Determine How Much You Can Repay
If debt settlement is right for you, the next step is to determine how much you can repay. Keep in mind that the amount you repay overall should be more than 50 percent of what you owe. Making a lump-sum upfront payment can also show the creditor that you are willing to work hard to make payments and restore some good faith between you. If you make a lump-sum payment, it should equal 30 percent of the outstanding balance.
Know Your Rights
Hopefully, your creditors and debt collection companies will negotiate in good faith, but that is not always the case. To ensure they do, it is important to understand your rights under the federal Fair Debt Collection Practices Act and the Florida Consumer Collection Practices Act. Knowing your rights under these two sets of laws can give you more leverage when negotiating.
Start Low
There is little chance that creditors will accept your first debt settlement offer. As such, start with a figure below what you are actually willing to pay. This gives you some room to go higher when the creditor counteroffers or when it is time to make another offer that is higher than your first.
Conclusion
At Garcia Hernandez, P.A., our Florida Debt Settlement Lawyers can negotiate favorable terms on your behalf and draft an agreement that ensures the settlement is legally binding and will not cause any disputes in the future.

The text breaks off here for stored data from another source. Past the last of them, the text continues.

PR #903, opened 2024-03-20
Detect suspicious counters

Spacetown:
A suspicious counter is a counter value of 2^32 or greater.

@JohanBertrand Please can you check this branch with your code?

Closes #898

PR #1021, opened 2024-11-02
Add option for suspicious hits

Spacetown:
https://github.com/gcovr/gcovr/pull/903#issuecomment-2444895806 pointed out that the threshold of 2**32 needs to be increased. This PR adds an option to increase it or to turn off the detection at all.


Spacetown:
@tvoskui Please can you check the PR if it's working for you?

tvoskui:
Yep, tested it on my large test set with no flag (parse error from the suspicious hits check) and with the threshold set to both 0 and 2**48 (both work with no errors or warnings). Thanks!

PR #1023, opened 2024-11-06
Add coverage container

Spacetown:
Replace the dict type with a coverage container class. The sorting routine is now a member function of the coverage class.

The coverage statistics are available as property of the coverage container and the file coverage class instead of a static function of the summary statistics.

Remove the reference to the parent directory from the file coverage and create the directory coverage as list of the coverage container.


Spacetown:
@macetw You've added the nested report with the summarised directory coverage. Are you willing to review this PR here where I've added container classes for the coverage.

dlegaultbbry:
Had a look at it, didn't notice anything obviously wrong.

PR #1030, opened 2024-11-25
Drop support of python 3.8

Spacetown:
Drop support and replace type annotations tor set, list, tuples and dict.


src/gcovr/exclusions/__init__.py
```diff
@@ -59,7 +59,7 @@ class ExclusionOptions:
     """
 
     respect_exclusion_markers: bool = True
-    exclude_functions: List["re.Pattern[str]"] = field(default_factory=lambda: [])
+    exclude_functions: list["re.Pattern[str]"] = field(default_factory=lambda: [])
```
latk, line 62: quotes around the type expression can be removed now, I think

src/gcovr/utils.py
```diff
@@ -31,16 +31,14 @@
 
 LOGGER = logging.getLogger("gcovr")
 
-MD5_KWARGS = {"usedforsecurity": False} if sys.version_info >= (3, 9) else {}
-
```
latk, line 35: :+1: excellent for spotting + removing this now-unnecessary check!

admin/Dockerfile.qa
```diff
@@ -29,12 +29,37 @@ apt-get install -y sudo \
...
+  # cspell:enable
+  cd /tmp
+  PythonVersion=3.9.20
+  wget https://www.python.org/ftp/python/$PythonVersion/Python-$PythonVersion.tgz
+  tar xzf Python-$PythonVersion.tgz
+  cd Python-$PythonVersion
+  ./configure --enable-optimizations
+  # cspell:ignore altinstall
+  make altinstall
+  update-alternatives --install /usr/local/bin/python3 python3 /usr/local/bin/python3.9 10
```
latk, line 56: This part is absolutely awful but I'm glad you found a way.

I have a minor concern that installing the `build-essential` package implies a GCC version that might differ from the one we request with `$CC`/`$CXX`, but that shouldn't be able to interfere.

An alternative to building Python ourselves could be download an ancient version from some binary archive. For example, the `uv` package manager (alternative to `pip`) downloads pre-built Pythons from the https://github.com/indygreg/python-build-standalone project. But doing that requires extra platform detection (e.g. aarch64 vs x86_64) and a step to unpack the archives.

latk (approved):

src/gcovr/utils.py
Spacetown: I always search for `version_info` if dropping support for a specific version.

admin/Dockerfile.qa
Spacetown: I removed the build essentials and it still works., using our gcc version. It would be hard to build the filename for a prebuilt version and building it on our own doesn't take much time. The build for the whole container takes about 160s.
I played with the layering to first build the common parts and then install GCC and Python but the time benefit is worse against the effort for maintaining such a Dockerfile.

Spacetown: We can improve this in a separate PR and maybe build the Python in a separate stage `FROM ... AS PythonBuild` and then install it in the final container.

PR #1050, opened 2025-01-08
Update link now sources have been moved to src/ folder

gilprime:
Point to real folder now the sources files have been moved to `src/`.

[no changelog]


Spacetown (commented):
LGFM. Thanks for fixing this broken link.

Spacetown (approved):

PR #388, opened 2017-05-14
Ci integration

kf6kjg:
How would you like your compilation served?  This iteration is just Windows .NET AppVeyor builds and works with runprebuild.bat if it exists, and skips it if it does not.

The version is pulled from the resulting OpenSim.Framework.Servers.dll, so should reflect real-world versioning of Halcyon.

It is set to build on pushes to every branch.  This can be restricted to any specific branch or set thereof.

I can also set it up to push the result to a draft GitHub release if it is a tagged commit.

See example build here: https://ci.appveyor.com/project/kf6kjg/halcyon
And see example resulting artifact ZIP at: https://ci.appveyor.com/project/kf6kjg/halcyon/build/artifacts

### DIFF
--- a/.appveyor.yml
+++ b/.appveyor.yml
@@ -1,4 +1,4 @@
-version: {build}
+version: 0.9.00.{build}
 
 image: Visual Studio 2017
 
--- a/.appveyor.yml
+++ b/.appveyor.yml
@@ -20,7 +20,7 @@ after_build:
     - ps: >-
       If(Test-Path "bin/OpenSim.Framework.Servers.dll") {
         $halcyon_version = (ls bin/OpenSim.Framework.Servers.dll | % versioninfo).ProductVersion
-        Update-AppveyorBuild -Version "0.$($halcyon_version.Substring(0, $halcyon_version.lastIndexOf('.'))"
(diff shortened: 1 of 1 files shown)


appurist:
I _love_ seeing progress like this, on the goals that we all know we want to make progress on. CI and CD are clear goals here.

I also like this commit because it is confined to a single file, that has no impact on anything else in the project.

One concern I have is how out of date it could get very quickly with other commits.  We had a full nuget-based build in a [branch](https://github.com/InWorldz/halcyon/commits/nuget-not-prebuild) but we had to postpone that merge due to a couple of issues that popped up with limited time.  Once the missing prim fix goes out in 0.9.35, I think we need to return to the nuget work before the branches get too far out of sync and we loose that work.  At that time, the .sln file will be the "hot" original, and runprebuild will be gone.  I think this PR is nicely set up for that being optional so we're good, but any commits related to the build process will need to be aware of this file and the CI process.  We can discuss the setup for that separately.

I think this PR is good to go, at least in terms of it not having impact on anything done elsewhere, but may need additional commits in the future as we update the build process (or may not!).

kf6kjg:
Actually I designed it to seamlessly handle that branch. :)  Didn't test, so I'm not 100% confident, but it should.

appurist:
"it is confined to a single file, that has no impact on anything else in the project."

Merging. ;)

PR #391, opened 2017-06-20
Incoming HTTP fixes: x-query-string compatibility, null reference exceptions

appurist:
This update fixes problems with:
- null reference exceptions in several places in the code if an incoming HTTP request includes a query string that does not have at least one `=` in it. This fixes `500` error responses on many HTTP requests.
- `llGetHTTPHeader(id, "x-query-string")` returned an empty string if there was a query with no `key=value`, such as `URL/?abc+def+ghi`.
- added `llGetHTTPHeader(id, "x-query-string-compat")` in case anyone still needs the old broken behavior

### DIFF
--- a/OpenSim/Region/CoreModules/Scripting/LSLHttp/UrlModule.cs
+++ b/OpenSim/Region/CoreModules/Scripting/LSLHttp/UrlModule.cs
@@ -506,7 +506,7 @@ namespace OpenSim.Region.CoreModules.Scripting.LSLHttp
                         String[] keys = (String[])de.Value;
                         foreach (String key in keys)
                         {
-                            if (request.ContainsKey(key))
+                            if ((key != null) && request.ContainsKey(key))
                             {
                                 string val = (String)request[key];
                                 queryString = queryString + key + "=" + val + "&";
@@ -518,11 +518,15 @@ namespace OpenSim.Region.CoreModules.Scripting.LSLHttp
                     }
                 }
 
+                // Grab the raw unprocessed original query string, if any.
+                int rawQueryPos = httpRequest.Url.Query.IndexOf('?');
+                string rawQueryStr = (rawQueryPos < 0) ? httpRequest.Url.Query : httpRequest.Url.Query.Substring(rawQueryPos + 1);
+
                 //if this machine is behind DNAT/port forwarding, currently this is being
                 //set to address of port forwarding router
                 requestData.headers["x-remote-ip"] = httpRequest.RemoteIPEndPoint.ToString();
                 requestData.headers["x-path-info"] = pathInfo;
-                requestData.headers["x-query-string"] = requestData.uri;    // raw (SL-compatible)
+                requestData.headers["x-query-string"] = rawQueryStr;        // raw original (SL-compatible)
                 requestData.headers["x-query-string-compat"] = queryString; // processed (old Halcyon scripts)
                 requestData.headers["x-script-url"] = urlData.url;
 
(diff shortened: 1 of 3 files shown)


OpenSim/Region/CoreModules/Scripting/LSLHttp/UrlModule.cs
```diff
@@ -518,11 +518,16 @@ public void AsyncHttpRequest(IHttpServer server, string path, OSHttpRequest http
...
+                int rawQueryPos = httpRequest.Url.Query.IndexOf('?');
+                string rawQueryStr = (rawQueryPos < 0) ? httpRequest.Url.Query : httpRequest.Url.Query.Substring(rawQueryPos + 1);
+
                 //if this machine is behind DNAT/port forwarding, currently this is being
                 //set to address of port forwarding router
                 requestData.headers["x-remote-ip"] = httpRequest.RemoteIPEndPoint.ToString();
                 requestData.headers["x-path-info"] = pathInfo;
-                requestData.headers["x-query-string"] = queryString;
+                requestData.headers["x-query-string"] = rawQueryStr;        // raw original (SL-compatible)
+                requestData.headers["x-query-string-compat"] = queryString; // processed (old Halcyon scripts)
```
kf6kjg: If they are old then they'll not be calling the compat header and will break anyway.  The only reason I can thing to introduce this new header is to provide the old method for new scripts being written to use the old method - not sure there's any need for that, especially since the semantics have changed: the processing now skips nulls.

appurist: That's exactly the reason for adding it.  I'm not sure it will help but it won't hurt to have a compatible code option available should someone need it.

We don't really have any other option here for the normal x-query-string implementation. It's just plain broken in many ways and needs to be fixed, and the fixes produce different results than the old code. So I've added a second option to return the former value. That would require a script update for anything that _relied_ on the old results, although that was a null string anyway, for many of the broken cases.  But anything that expected only an `abc` entry for `abc=def&ghi` at least has an easy method to get what the previous server would have returned.  Whether that will be used or not, I don't know. Just trying to cooperate with the old script logic as much as possible, just in case.

mdickson: I dont see alot of merit in the compat string.  You wouldn't have coded to fetch it by that name and if you needed to recode to handle it you might as well fix your script to use the raw value anyway.

appurist: I think both of you are thinking the same thing and I definitely agree it may never be used. However, the case I'm worried about is one where someone has handed out a free script that is possibly widely used, by people who are **not** scripters, and can't as Mike said "just fix your script".

Given that this is a possibly breaking change, depending on how the existing query string is used, I just want a backup plan in place that allows us to say to non-scripters "Oh your script doesn't work anymore? Okay just change 'x-query-string' to 'x-query-string-compat' and it's back to it's old behavior."

Without the compat alternative, we're opening ourselves to much more serious complaints after an upgrade, that people who aren't necessarily the authors of scripts are "suddenly forced to _rewrite them_ because we broke the server".  Including a backwards-compatible variant avoids all that.  Given it's dubious likelihood of being used, I wouldn't have included it if it had a high cost, but it's effectively free since it's just returning what the old one did.

Yes, it may not be used, but the InWorldz philosophy is always to do everything possible to avoid breaking content, and if that is required in some fix, provide the safest and least disruptive alternative path.  So in this case, better safe than sorry and provide it as a simple text constant change to fix anything that breaks.

appurist: Shorter answer: I don't have any reason at all to avoid providing a backwards-compatible option. Thinking nobody will use it isn't a good reason not to offer it. It's one well-tested line of code (what we always did). Is there any actual _problem_ with providing it in case it's needed? I don't see one.

For code review, I think the changes to the existing query string option is the significant case. It's an incompatible change.  However, it's currently triggering exceptions and 500 errors and producing the wrong results when compared to SL.  I only know about it because we have a specific case where a properly written script is failing in IW due to the bugs in the former implementation.  So I don't see any option there except to make it work, which also means make it different.  But we can at least provide the old string as well, minus the exceptions and 500s.

PR #392, opened 2017-06-25
Report details of RezObject failures to help track down lost CF asset report.

appurist:
Investigating a report of MLP ~ball object that won't rez. Appears to be missing asset. Need the ID.

### DIFF
--- a/OpenSim/Region/Framework/Scenes/Scene.Inventory.cs
+++ b/OpenSim/Region/Framework/Scenes/Scene.Inventory.cs
@@ -4247,7 +4247,14 @@ namespace OpenSim.Region.Framework.Scenes
                         reason = "success";
                         return allGroups;
                     }
+                } else
+                {
+                    m_log.ErrorFormat("[SCENE]: RezObject could not fetch asset {0} for '{1}' in '{2}' owned by {3}", item.AssetID, item.Name, sourcePart.ParentGroup.Name, sourcePart.OwnerID);
                 }
+
+            } else
+            {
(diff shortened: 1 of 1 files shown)


OpenSim/Region/Framework/Scenes/Scene.Inventory.cs
```diff
@@ -4247,7 +4247,14 @@ private bool CheckGreyGoo(SceneObjectPart sourcePart, SceneObjectGroup newGroup)
                         reason = "success";
                         return allGroups;
                     }
+                } else
```
kf6kjg: (nitpick) Isn't it normal in this codebase to drop the else onto it's own line or am I missing something?

appurist: I dunno. I think in general (maybe since some devs have been using Resharper) it seems to be the norm to include the { }. I have skipped it for single-line statements in the past, but more JavaScript lately, tend to wrap simple statements in `if` or `else` with the compound { } markers.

If you are not sure whether debt settlement is a good option for you, reach out to Garcia Hernandez, P.A. Our team of attorneys will help you make an informed decision and carry out your debt settlement procedure.
Frequently Asked Questions
Question 1. What is a Settlement Agreement in Florida?
Answer.
- All interested parties in a settlement agreement must agree to the terms.
- The agreement must be made in writing.
- The terms of the agreement cannot violate its material purpose.
- All parties must have the legal capacity to contract.
Question 2. What is the success rate of debt settlement?
Answer. Completion rates vary between companies depending on a number of factors, including client qualification requirements, the quality of client services, and the ability to meet client expectations regarding the final settlement of their debts. Completion rates range from 35% to 60%, with the average around 45% to 50%.
Question 3. What is the lowest amount a debt collector will sue for?
Answer. Debt collectors can sue you for any amount of credit card debt, even $1,000 or less. Because it’s a high-volume business, they file lawsuits by the thousands—hoping you won’t fight back. If you ignore the lawsuit, a default judgment can cost you far more than the original debt.
Question 4. What Is the Difference between Debt Consolidation and Debt Settlement?
Answer. Debt consolidation combines multiple debt accounts into a single account with a single interest rate and a single monthly payment. Instead of paying bills separately, you make a single payment to a financial institution or debt management company. The payment should have a lower interest rate than the combined individual payments you were previously paying.
With debt settlement, your creditor agrees to accept less than what’s owed, but you may not get the payment for a while as you put money into an escrow account until enough is accumulated to pay the agreed-upon sum.